- Born: 1942 (age 83–84)

= Carole Jackson =

Color consultant

Carole Jackson (born 1942) is a former color consultant who developed seasonal color analysis, a system of advising which colors a person should wear to look their most attractive based on their skin tone.

== Color Me Beautiful ==

=== 1970s ===
Jackson developed the system in the 1970s after studying color theory. In 1980 she wrote Color Me Beautiful, which became a bestseller in the early 1980s. By 1983 it was in its 31st printing; as of 2014 the book was still in print. Jackson's system was based on the work of Johannes Itten, Belle Northrup, and Harriet Tilden McJimsey.

She created a consulting business to advise people which colors to wear in Bedford, New York, then moved it to McLean, Virginia, and licensed the system to other consultants. The concept became popular; it was not uncommon for people to ask one another, "Have you had your colors done?" GQ likened knowing what 'your color' was in the 1980s to knowing your astrological sign. According to the Washington Post, in 1982 the company grossed $2.5M.

The color analysis system divides people into four seasonal groups based on their skin tones, with each group advised to wear a certain palette of colors. Winters and summers were those with skin undertones of blue, while springs and autumns had undertones of yellow. Winters are advised to wear rich saturated colors such as black, white, true red, fuchsia, and cobalt blue. Autumns are advised to wear brown, burnt orange, olive green, deep teal and maroon. Summers are advised to wear dusty rose, grey, cornflower blue, lavender and taupe. Springs are advised to wear coral, bright teal, gold, camel and lime green. Jackson described herself as a winter. Jackson further split people into style personalities, a concept from McJimsey's work, giving advice on dressing to enhance body type and facial shape.

=== 2020s ===
The concept of color analysis received new attention in the early 2020s, becoming a viral phenomenon on TikTok.

== Reception ==
GQ in 2023 called Color Me Beautiful "seminal".

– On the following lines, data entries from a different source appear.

PR #4897, opened 2026-03-12
Make protector end accesses weak memory/data race aware

### LINKED ISSUE #3266: Detecting races when releasing Tree Borrows protectors?

JoJoDeveloping:
Protector end accesses are there to ensure that the optimizer can insert accesses throughout the entire lifespan of the protector. But in weak memory, these newly inserted accesses could cause data races. This means that the protector end access must also "count" for data races, to ensure that newly inserted accesses do not introduce new races as the race "already happened" due to the protector end access. But the protector end access is no ordinary access, since it only accesses "upwards" in the borrow tree. In particular children of the accessed node are not affected, and for these nodes it should _not_ count as a data race.

To turn this into a semantics, we declare that protector ends themselves (not the accesses) are weak memory events. This means that a protector might still be active for some other thread if the thread has not yet acquired the protector end (i.e. it the end did not happen-before that thread's clock), and in this case the protector still triggers UB even though it has already ended.

The tests show two examples where it is important that UB is triggered independently of the access under the protector actually happening. This is the case now but was not the case before.

The implementation turns out to be quite complicated. Currently it stores three vector clocks in every node, two of which are (only) needed for the foreign access skipping of rust-lang/miri#4006.

This is WIP. There need to be more tests and it is unknown if we actually want the semantics implemented by this PR. It also needs to be benchmarked; although I'm not sure where things could be sped up if this turns out to be slow.

fixes rust-lang/miri#3266 

see-also https://github.com/rust-lang/unsafe-code-guidelines/issues/585


JoJoDeveloping:
I added some comments and think this is ready for review. But it's still WIP since it's unsure the implemented semantics make sense.

I would recommend that one first reviews the first commit which does some general refactoring, and then the remaining commits.

How can I test the standard library with this changeset?

RalfJung:
> How can I test the standard library with this changeset?

- `./miri install`
- clone https://github.com/rust-lang/miri-test-libstd
- make the `miri` toolchain the default in that folder
- follow the instructions from that repo

PR #4929, opened 2026-03-29
fix ICE when no mangle generic

HerrCai0907:
fixed: https://github.com/rust-lang/rust/issues/154385

Extern symbols can be generic functions because it is a compilation warning instead of error.
But when instancing `Instance::mono`, it requires non generic functions.

e.g.
```rust
#[unsafe(no_mangle)]
fn foo<T: std::fmt::Debug>(value: T)
```

The fix is adding an additional check before create instance.


RalfJung:
Thanks for the PR!

However, before we do anything like this and risk papering over a deeper problem, we need to figure out why this code isn't rejected by rustc. Generic no_mangle items make no sense. Why is that not a hard error?

saethlin:
The lint dates back to https://github.com/rust-lang/rust/pull/30269 and I've been unable to find any conversation about the decision to make it a warning. IMO the most sensible thing here is a hard error, the compiler ignoring `#[no_mangle]` seems really bad.

oli-obk:
Yea, we should just crater turning the lint into an error

HerrCai0907:
for this kind of language change(warn -> error), should i create a rfc firstly? sorry i am a new comer of rust community.

oli-obk:
You can open a PR for rustc directly. You can assign it to me with `r? @oli-obk` in the main PR message or a comment.

I'll crater it (run it on all crates on crates.io), and then will send it to the lang team for FCPing it. This change doesn't need an RFC

RalfJung:
I'll mark this PR as waiting-on-author then while alternative avenues are being explored.

@rustbot author

RalfJung:
I just ran into the same ICE in https://github.com/rust-lang/miri/issues/5128, without realizing it, and wrote a fix in https://github.com/rust-lang/miri/pull/5129. My fix filters out generics earlier, inside `iter_exported_symbols`, which I think is preferable. I will hence close this PR, but I'll cherry-pick your test so that this is not just tested by test-cargo-miri.

PR #263, opened 2026-09-01
ci: link discussions to mailing list threads

Xuanwo:
## Summary

Configure stable subjects for GitHub Discussion notifications and add a workflow that resolves each mirrored `dev@asyncband.apache.org` thread through `asfml` and comments the archive URL back on the Discussion. The workflow also supports manual backfill for existing Discussions.

### DIFF
--- a/.github/workflows/discussion-thread-link.yml
+++ b/.github/workflows/discussion-thread-link.yml
@@ -1,0 +1,232 @@
+# Licensed to the Apache Software Foundation (ASF) under one
+# or more contributor license agreements.  See the NOTICE file
+# distributed with this work for additional information
+# regarding copyright ownership.  The ASF licenses this file
+# to you under the Apache License, Version 2.0 (the
+# "License"); you may not use this file except in compliance
+# with the License.  You may obtain a copy of the License at
+#
+#   http://www.apache.org/licenses/LICENSE-2.0
+#
+# Unless required by applicable law or agreed to in writing,
+# software distributed under the License is distributed on an
+# "AS IS" BASIS, WITHOUT WARRANTIES OR CONDITIONS OF ANY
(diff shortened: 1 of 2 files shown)


.github/workflows/discussion-thread-link.yml
```diff
@@ -0,0 +1,232 @@
...
+                'json',
+              ]);
+              const emails = JSON.parse(stdout);
+              if (!Array.isArray(emails) || !emails.length) {
+                return null;
+              }
+
+              const candidate =
+                emails.find(email => normalizeSubject(email.subject) === normalizedTitle) ||
+                emails[0];
```
BewareMyPower, line 150: Falling back to the 1st email in the result seems not make sense. When could it happen?

BewareMyPower: It seems that it happened only when an incorrect discussion title was added. In this case, I tend to just fail instead of returning the 1st search result.

.github/workflows/discussion-thread-link.yml
```diff
@@ -0,0 +1,232 @@
...
+
+            function normalizeSubject(value) {
+              return (value || '')
+                .trim()
+                .replace(/^(re:\s*)+/i, '')
+                .toLowerCase();
+            }
+
+            async function runAsfml(args) {
+              const { stdout } = await execFileAsync('npx', ['--yes', 'asfml', ...args], {
```
BewareMyPower, line 119: It would be better to pin `asfml`'s version in case of security attack, though I confirmed it's maintained by yourself :)

```suggestion
              const { stdout } = await execFileAsync('npx', ['--yes', 'asfml@0.1.1', ...args], {
```

tisonkun (approved):
Let's use it as is and see.

Issue #216, opened 2026-08-26
build(channel): consolidate feature flags and documentation


tisonkun:
Parent: #206

## Resolution

The 0.7 feature and documentation structure is finalized:

- Keep `oneshot`, `mpsc`, `broadcast`, and `watch` as independent opt-in Cargo features matching the public delivery families that are implemented.
- Do not add a `channel` umbrella feature. It would not provide a stable audit, dependency, or compilation boundary beyond enabling unrelated APIs together.
- Do not create feature flags for producer topology or bounded versus unbounded policy. Those choices remain visible in module paths and constructors, such as `broadcast::mpmc::unbounded` and `mpsc::bounded`.
- Keep public modules and source families at direct crate-root paths. Shared implementation machinery remains private under `crate::internal` when it is genuinely shared.
- Document each feature and public module in the README and crate-level API map.

## Completed by

- #226 established the feature decision and documented the feature boundaries.
- #234 aligned the physical source tree with the public module families without changing feature names or public import paths.
- #235 is a release-documentation follow-up that makes the shipped channel topology more explicit; it does not change the decision above.

Future aggregate or topology-specific features require a concrete compile-time, dependency, binary-size, or audit boundary and can be proposed independently.

tisonkun:
Closing as completed. The final 0.7 decision is to retain independent `oneshot`, `mpsc`, `broadcast`, and `watch` features, with no `channel` umbrella and no topology- or capacity-specific feature flags. The issue body now records the outcome and the implementing PRs.

PR #265, opened 2026-09-01
feat(mpmc): add competing queues

### LINKED ISSUE #211: feat(mpmc): add a competing queue
Parent: #206

## Goal

Add bounded and unbounded MPMC queues in which cloneable receivers compete for each value and every accepted value is delivered exactly once.

## Direction

- Keep the public path at `asyncband::mpmc`.
- Use targeted waiter notification with cancellation handoff rather than waking every sender or receiver.
- Keep bounded capacity strict and unbounded sends synchronous.
- Keep implementation policy and storage types private.

## Acceptance criteria

- Cover clone counts, ordering, disconnection, draining, cancellation, exact-once delivery, and bounded progress under contention.
- Benchmark 1P/1C, 1P/8C, 8P/1C, and 8P/8C for bounded and unbounded modes.
- Avoid sustained order-of-magnitude regressions against semantically comparable MPMC channels.

Depends on #208. The implementation may share narrowly scoped machinery established by #209 without forcing single- and competing-consumer paths into one generic policy framework.

mxsm:
## Summary

- Add `asyncband::mpmc` bounded and unbounded queues with cloneable senders and receivers.
- Deliver every accepted value to exactly one competing receiver while receivers remain, preserve FIFO queue order, enforce strict bounded capacity, and drain buffered values before reporting sender disconnection.
- Use targeted FIFO waiter notification for ordinary sends and receives, pass selected notifications to the next waiter after cancellation, and reserve wake-all behavior for terminal disconnection.
- Add behavior, contention, trait, and cancellation tests plus bounded and unbounded ecosystem benchmarks for 1P/1C, 1P/8C, 8P/1C, and 8P/8C topologies.

Closes #211

## Design Notes

Queue storage, endpoint counts, capacity checks, and disconnection state are linearized under one private `Mutex<VecDeque<T>>`. Separate internal semaphores track blocked receivers and capacity-waiting bounded senders, so an ordinary queue transition selects one waiter without coupling public endpoints to storage or waiter types.

Dropping the final sender wakes all receivers, which first drain buffered values and then observe `Disconnected`. Dropping the final receiver releases buffered values and wakes every blocked bounded sender so each pending send returns its own unsent value.

The new `mpmc` Cargo feature is an independent compile, audit, and code-size boundary for the new public module. This keeps the implementation opt-in without placing MPMC APIs behind the existing `mpsc` feature; maintainers should confirm this boundary against the feature policy discussed in #216.

## Testing

- `cargo x check` — passed the no-feature build, the standalone `mpmc` and `event` feature builds, every other standalone feature build, and the all-feature build.
- `cargo x test --no-capture` — passed the full workspace suite, including 14 MPMC integration tests, upstream panic-recovery tests, and all documentation tests.
- `cargo x lint` — passed Clippy with warnings denied, rustfmt, Taplo, typos, license checks, and documentation generation.
- The MPMC tests cover clone counts, FIFO ordering, strict capacity, disconnection, buffered draining, unsent-value recovery, targeted wakeups, sender and receiver cancellation handoff, `T: Send + !Sync` endpoint traits, future `Send` traits, exact-once delivery, and bounded progress under 8P/8C contention.

## Performance

Command: `cargo bench -p benchmarks --bench ecosystem -- mpmc`

The following values are median time per 16,384-value batch from the optimized Windows run after merging the current `main`. Lower is better; the ratio compares Asyncband with the fastest result in the same row.

### Bounded, capacity 64

| Topology | Asyncband | async-channel | flume | Asyncband / fastest |
| --- | ---: | ---: | ---: | ---: |
| 1P/1C | 6.151 ms | 3.390 ms | 4.415 ms | 1.81x |
| 1P/8C | 24.52 ms | 34.51 ms | 26.57 ms | 1.00x |
| 8P/1C | 24.12 ms | 10.81 ms | 21.30 ms | 2.23x |
| 8P/8C | 7.219 ms | 7.681 ms | 7.045 ms | 1.02x |

### Unbounded

| Topology | Asyncband | async-channel | flume | Asyncband / fastest |
| --- | ---: | ---: | ---: | ---: |
| 1P/1C | 5.216 ms | 2.052 ms | 2.251 ms | 2.54x |
| 1P/8C | 24.04 ms | 3.661 ms | 10.69 ms | 6.57x |
| 8P/1C | 3.322 ms | 3.674 ms | 2.060 ms | 1.61x |
| 8P/8C | 5.897 ms | 4.315 ms | 3.513 ms | 1.68x |

The largest observed median gap was 6.57x for unbounded 1P/8C, below the order-of-magnitude regression threshold in #211. The private mutex-backed queue is expected to serialize more heavily than async-channel in some producer or consumer skews; the benchmark matrix is retained so future changes can track and improve those paths.


tisonkun (approved):
Thanks for your contribution @mxsm!

I think the API and implementation are generally good.

We may add `reserve` as MPSC for MPMC bounded as well later. And some performance improvement ideas can be landed later.

So far, I'm focusing on the correctness and API design and it looks good.

PR #286, opened 2026-09-05
test(pool): cover cancellation during bounded acquisition

QwQBiG:
## Summary

Motivated by reviewing OpenDAL's proposed Asyncband migration in apache/opendal#8219. Its [Memcached connection acquisition](https://github.com/apache/opendal/blob/a1387df5eea87ac446b5528381b113bbbc5053d7/core/services/memcached/src/core.rs#L191-L203) races `pool.get()` against a ten-second timeout, so an unfinished acquisition can be cancelled.

Add bounded pool tests for cancellation:

- while waiting for capacity;
- after notification but before the acquisition is polled again;
- during object creation, with another acquisition waiting.

These complement the existing recycling and replenishment cancellation tests by checking acquisition cancellation through the public pool API. They verify waiter progress, capacity recovery, and object reuse.

The tests use controlled polling without network calls or wall-clock timeouts. They check wake-driven progress without requiring FIFO notification order. Production code is unchanged; this is coverage for the existing cancellation contract, not a fix for an observed downstream failure.

## Validation

- 23 pool integration tests passed on stable and Rust 1.86.
- `cargo x test`: 476 tests and doctests passed.
- Targeted Clippy, rustfmt, typos, and Hawkeye checks passed.

Validation was performed locally in my WSL Linux.

### DIFF
--- a/tests-integration/tests/pool_acquire_cancelled_test.rs
+++ b/tests-integration/tests/pool_acquire_cancelled_test.rs
@@ -1,0 +1,208 @@
+// Licensed to the Apache Software Foundation (ASF) under one
+// or more contributor license agreements.  See the NOTICE file
+// distributed with this work for additional information
+// regarding copyright ownership.  The ASF licenses this file
+// to you under the Apache License, Version 2.0 (the
+// "License"); you may not use this file except in compliance
+// with the License.  You may obtain a copy of the License at
+//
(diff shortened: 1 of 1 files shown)


tisonkun (approved):
Thanks for your contribution @QwQBiG! LGTM.

Merging ...

PR #288, opened 2026-09-06
perf(completion): make terminal waits lock-free

### LINKED ISSUE #246: Explore a simpler waiter registration path for Completion
## Background

PR #245 makes `WaitSet` accept owned wakers so cloning, dropping, and waking user-provided wakers stay outside primitive state locks. Its callers now fall into three workload-driven polling shapes:

- monotonic state with a cheap lock-free probe can probe, clone, lock, and recheck;
- park-once primitives can clone before taking their state lock;
- primitives with a hot ready or buffered path can check under the lock, clone outside it only when needed, then lock and recheck.

`Completion` currently uses the third shape even though its `Pending` to `Completed` or `Abandoned` transition is monotonic. That preserves a cheap ready path, but makes its pending registration loop harder to understand.

## Goal

Evaluate whether `Completion` can use a simpler monotonic-state design, for example an atomic status alongside the existing `OnceLock<T>` and mutex-protected `WaitSet`. A successful design should retain a lock-free completed or abandoned probe and need only one waiter-lock acquisition on the common pending path, without executing `RawWaker` clone, drop, or wake callbacks under that lock.

## Requirements

- preserve the current public API, abandonment semantics, cancellation safety, and borrowed result;
- give a complete Acquire/Release argument for publishing the `OnceLock` value and abandonment;
- preserve safety under reentrant or panicking `RawWaker` clone, drop, and wake callbacks;
- compare the candidate with `main` using ready wait, pending registration and cancellation, single notification, and fan-out benchmarks;
- prefer the current implementation if a candidate does not lower the overall reasoning cost without a meaningful performance regression.

This should not introduce a generic polling-policy abstraction shared by unrelated primitives merely to hide their different load profiles.

ryux1:
Closes #246.

## Summary

- Make completed and abandoned `Completion` waits lock-free with one `OnceLock<Option<T>>`; pending registration remains cancellable.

Criticism of Jackson's work in the 80s included arguments that "Any woman can wear black". Criticism in the 2020s includes that the book uses dated language surrounding gender and that the original book focussed mostly on white people and assigned all people of color to the winter category.

== Personal life ==
Jackson is the daughter of Jean Elizabeth Halliburton, a journalist, and Arnold Stevens.